Issue #401, opened 2021-05-16
Zooming with ctrl + MouseWheel does not work as expected on a Mac


quadruple-output:
**Describe the bug**

Holding `CTRL` while turning the mouse wheel is translated to a Zoom event. This is correct on Windows, but on a Mac the correct modifier key would be `Command` rather than `CTRL`.

(On a Mac, the combination `CTRL`+Wheel is captured by the OS and triggers a full-screen zoom.)

**To Reproduce**
1. On a Mac: `cargo run -p egui_demo_app`
2. Open the "Plot" demo
3. try zooming with `Command`+MouseWheel (only moves but does not zoom) or `CTRL`+MouseWheel (triggers hardware full-screen zoom which is not desired)

emilk:
I picked ctrl-scroll because that's how I zoom in Firefox, but I notice cmd-scroll also works. Perhaps egui_glium should treat both as a zoom event?

quadruple-output:
Oh, ok… I am glad you tested this on your machine.

Keybindings on the Mac often surprise me. I think I found the setting that makes the difference for me: System Preferences → Accessibility → Zoom → [/] Use scroll gesture with modifier keys to zoom (can be configured as "Control", "Option", or "Command")

PR #402, opened 2021-05-16
Fix mac scroll modifier

quadruple-output:
Closes <https://github.com/emilk/egui/issues/401>.

### DIFF
--- a/egui_demo_lib/src/apps/demo/plot_demo.rs
+++ b/egui_demo_lib/src/apps/demo/plot_demo.rs
@@ -103,7 +103,7 @@ impl PlotDemo {
                 "Zoom with ctrl + mouse wheel (or ⌘ + wheel on a Mac), or with two-finger pinch.",
             );
         } else if cfg!(target_os = "macos") {
-            ui.label("Zoom with ⌘ + mouse wheel, or ⌘ + two-finger swipe.");
+            ui.label("Zoom with <ctrl or ⌘> + <mouse wheel or two-finger swipe>.");
         } else {
             ui.label("Zoom with ctrl + mouse wheel, or ctrl + two-finger swipe (your experience may vary).");
         }
--- a/egui_demo_lib/src/apps/demo/plot_demo.rs
+++ b/egui_demo_lib/src/apps/demo/plot_demo.rs
@@ -95,17 +95,13 @@ impl PlotDemo {
             });
         });
 
-        ui.label(
-            "Pan by dragging, or with mouse wheel (+ shift = horiz.), or with two-finger swipe.",
-        );
+        ui.label("Pan by dragging, or scroll (+ shift = horizontal).");
         if cfg!(target_arch = "wasm32") {
-            ui.label(
-                "Zoom with ctrl + mouse wheel (or ⌘ + wheel on a Mac), or with two-finger pinch.",
-            );
+            ui.label("Zoom with ctrl / ⌘ + mouse wheel, or with pinch gesture.");
         } else if cfg!(target_os = "macos") {
-            ui.label("Zoom with <ctrl or ⌘> + <mouse wheel or two-finger swipe>.");
+            ui.label("Zoom with ctrl / ⌘ + scroll.");
         } else {
-            ui.label("Zoom with ctrl + mouse wheel, or ctrl + two-finger swipe (your experience may vary).");
+            ui.label("Zoom with ctrl + scroll.");
         }
         ui.label("Reset view with double-click.");
     }
--- a/egui_demo_lib/src/apps/demo/plot_demo.rs
+++ b/egui_demo_lib/src/apps/demo/plot_demo.rs
@@ -95,7 +95,19 @@ impl PlotDemo {
             });
         });
 
-        ui.label("Drag to pan, ctrl + scroll to zoom. Double-click to reset view.");
+        ui.label(
+            "Pan by dragging, or with mouse wheel (+ shift = horiz.), or with two-finger swipe.",
+        );
+        if cfg!(target_arch = "wasm32") {
+            ui.label(
+                "Zoom with ctrl + mouse wheel (or ⌘ + wheel on a Mac), or with two-finger pinch.",
+            );
+        } else if cfg!(target_os = "macos") {
+            ui.label("Zoom with ⌘ + mouse wheel, or ⌘ + two-finger swipe.");
+        } else {
+            ui.label("Zoom with ctrl + mouse wheel, or ctrl + two-finger swipe (your experience may vary).");
+        }
+        ui.label("Reset view with double-click.");
     }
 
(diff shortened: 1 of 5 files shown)


egui_glium/src/lib.rs
```diff
@@ -188,7 +188,7 @@ pub fn input_to_egui(
                 delta.x *= -1.0;
             }
 
-            if input_state.raw.modifiers.ctrl {
+            if input_state.raw.modifiers.command {
```
follower, line 191: Am I correct in understanding we only want this change to apply on macOS?

If so, I'm guessing the modifier key to match presumably needs to be determined via e.g. `cfg!(target_os = "macos")`?

(Also, as a matter of interest is there a similar issue with the web backend?)

quadruple-output: By using `modifiers.command` instead of `modifiers.mac_cmd`, the fix should automatically do the right thing, depending on the OS. Sorry, I guess I should have mentioned this in the PR, but I thought this documentation of the constants would technically be sufficient:

```
pub struct Modifiers {
[…]
    /// Either of the control keys are down.
    /// When checking for keyboard shortcuts, consider using [`Self::command`] instead.
    pub ctrl: bool,
[…]
    /// The Mac ⌘ Command key. Should always be set to `false` on other platforms.
    pub mac_cmd: bool,
    /// On Windows and Linux, set this to the same value as `ctrl`.
    /// On Mac, this should be set whenever one of the ⌘ Command keys are down (same as `mac_cmd`).
    /// This is so that egui can, for instance, select all text by checking for `command + A`
    /// and it will work on both Mac and Windows.
    pub command: bool,
```

quadruple-output: Regarding the web-backend: yes, you are correct. I did not notice it first, since the web backend works for me with a normal pich/zoom gesture (no need for a modifier key). But I tested now by holding CRTL+CMD at the same time (which prevents the hardware zoom from happening), and this reveals that there _would_ we a zoom event if `Command` would be used instead of `CTRL`.

I will update the PR…

quadruple-output: … should be resolved by <https://github.com/emilk/egui/pull/402/commits/16fd0b9b44a893c10c9fcbd114a876dfe3c92bc6>

quadruple-output:
I uploaded a pre-compiled version for the web backend at <https://quadruple-output.github.io/egui/>, so you may compare the behavior with the main branch at <https://emilk.github.io/egui/>. There should not be any noticeable difference on Windows, Linux, or on a tablet. But on Mac, the `Command` key can now be used for zooming with the mouse wheel (or two-finger touch gesture).

egui_glium/src/lib.rs
follower: Ah, thanks for pointing out the docs for `modifiers.command` I wasn't aware that functionality existed. :)

Thanks for investigating & addressing the web backend issue too.

Didn't notice anything obviously broken on Linux/Firefox with the pre-compiled version you uploaded but haven't tested it on Mac myself.

(Only other thing that comes to mind is that we might want to update the UI text in the demo that says to use "Ctrl" to additionally/alternatively mention "Command" key--and could even use the fancy emoji included in egui: https://github.com/emilk/egui/blob/ebb08f87f1adb0b96c6c854bc3a0ed1b7e5cb392/egui_demo_lib/src/apps/demo/font_contents_emoji.rs#L22 :D )

Thanks for your contribution--I imagine Emil will take a look when he has a chance. :)

quadruple-output: Thanks for hinting at the UI text. <https://github.com/emilk/egui/pull/402/commits/16fd0b9b44a893c10c9fcbd114a876dfe3c92bc6> makes an attempt to address your proposal. Not sure if this is a bit _too much,_ though. Don't hesitate to criticize.

I tested on a Mac with native app, and with wasm in Firefox. It would be great if you (and anyone else) could check the correctness of the UI instructions of the Plot demo on other platforms.

emilk, line 191:
```suggestion
            if input_state.raw.modifiers.ctrl || input_state.raw.modifiers.command {
```

So we also keep the old ctrl-scroll behavior. See https://github.com/emilk/egui/issues/401

quadruple-output:
Hi emilk, I just accepted your proposed change, but don't close the PR, yet! I would like to adapt the UI demo instructions to reflect that, on Mac, _both_ CMD and CTRL can be used. However, I would like to know whether you consider the verbose UI texts I proposed to be "too much"? (In particular, I am not sure about the behavior an some Windows touch screens which I cannot test. Therefore, the text is both verbose and vage for native non-mac builds.)

egui_demo_lib/src/apps/demo/plot_demo.rs
```diff
@@ -95,7 +95,19 @@ impl PlotDemo {
             });
         });
 
-        ui.label("Drag to pan, ctrl + scroll to zoom. Double-click to reset view.");
+        ui.label(
+            "Pan by dragging, or with mouse wheel (+ shift = horiz.), or with two-finger swipe.",
```
emilk, line 99: I didn't know about shift-scroll 😄

egui_demo_lib/src/apps/demo/plot_demo.rs
```diff
@@ -95,7 +95,19 @@ impl PlotDemo {
...
+        );
+        if cfg!(target_arch = "wasm32") {
+            ui.label(
+                "Zoom with ctrl + mouse wheel (or ⌘ + wheel on a Mac), or with two-finger pinch.",
+            );
+        } else if cfg!(target_os = "macos") {
+            ui.label("Zoom with ⌘ + mouse wheel, or ⌘ + two-finger swipe.");
+        } else {
+            ui.label("Zoom with ctrl + mouse wheel, or ctrl + two-finger swipe (your experience may vary).");
```
emilk, line 108: I think just `Zoom with ctrl/⌘ + scroll, or with pinch gesture.` works. Two finger swiping on a touch screen or touch pad is often referred to as scrolling.

quadruple-output: Does the pinch gesture work for you when running natively on MacOS? For me, pinching exclusively works in the browser.
If you like my latest commit (which I committed in parallel to your latest remark), you are welcome to release the PR. Otherwise, I will be happy to get rid of the term "two-finger swipe".

emilk (approved):

egui_demo_lib/src/apps/demo/plot_demo.rs
quadruple-output: <https://github.com/emilk/egui/pull/402/commits/b185d64a19a88add3c2fbc029acd6cc239d4b284> removes the clumsy term "two-finger swipe" as suggested.

emilk (approved):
————————
**Task**. The reply should hold only the lines of the listing above starting at the line containing "Thanks for investigating" and ending at the line containing "Didn't notice anything", exactly as written.

**Response area**.
Thanks for investigating & addressing the web backend issue too.

Didn't notice anything obviously broken on Linux/Firefox with the pre-compiled version you uploaded but haven't tested it on Mac myself.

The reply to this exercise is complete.